Task item: Among the entries below, find the lines with the word "removed" and return them.
#####
PR #1099, opened 2026-01-14
[DO NOT MERGE] Test Gemini behavior change

rabbitlair:
This pull request includes the Tugboat refactor for testing purposes only, and will be closed once Gemini provides its comments


rabbitlair:
Actually, I applied the suggestions from this test PR to the original Tugboat refactor, so I would say we are good to go!

PR #1104, opened 2026-01-20
chore: remove redundant composer install command from workflows

deviantintegral:


YesCT:
The commit message from the [commit](https://github.com/Lullabot/drainpipe/pull/1042/changes/bd4d495ed139b6390a988e6928e3fe5d4a33a3e0) that added the composer install said " Fix Composer Audit execution as Github Action" Maybe we should try and run the github action for composer audit? I don't see that action on this repo.. so maybe we need to try it on another repo (like a sandbox, or LDC) that is using drainpipe. cc @rabbitlair

rabbitlair:
I just verified that removing the first Composer run with the flag does not produce any issue: https://github.com/Lullabot/lullabot.com-d8/actions/runs/21185060429/

rabbitlair (approved):

PR #1125, opened 2026-02-19
1124: Silence SASS deprecation warnings (do not merge).

### LINKED ISSUE #1124: DEPRECATION WARNING: The legacy JS API is deprecated and will be removed in Dart Sass 2.0.0.
This error occurs every time I run `ddev task sass`, once for every SCSS file:

```
DEPRECATION WARNING: The legacy JS API is deprecated and will be removed in Dart Sass 2.0.0.

More info: https://sass-lang.com/d/legacy-js-api
```

Digging into it, it's caused by the `gulpfile.js` calling deprecated APIs.

quicksketch:
Fixes https://github.com/Lullabot/drainpipe/issues/1124

This is a temporary hack to silence the deprecation warnings when running `task sass`. It is not the correct solution but it shows where the problem lies in the current SASS compilation warnings.

### DIFF
--- a/metapackages/sass/gulpfile.js
+++ b/metapackages/sass/gulpfile.js
@@ -36,6 +36,7 @@ const includes = Object.keys(srcs)
     const result = dartSass.renderSync({
       file: file,
       includePaths: [modernNormalizePath],
+      silenceDeprecations: ['legacy-js-api'],
     });
     return result.stats.includedFiles.filter(file => typeof file === "string");
   })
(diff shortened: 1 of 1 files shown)


bronzehedwick:
@quicksketch Now that https://github.com/Lullabot/drainpipe/pull/1178 is merged, can this PR be closed?

quicksketch:
Should be able to, yes! I think we were applying this PR as a patch to Manhattan U. If we've updated Drainpipe and removed the patch, this should no longer be necessary.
#####
Written answer:
### LINKED ISSUE #1124: DEPRECATION WARNING: The legacy JS API is deprecated and will be removed in Dart Sass 2.0.0.
DEPRECATION WARNING: The legacy JS API is deprecated and will be removed in Dart Sass 2.0.0.
Should be able to, yes! I think we were applying this PR as a patch to Manhattan U. If we've updated Drainpipe and removed the patch, this should no longer be necessary.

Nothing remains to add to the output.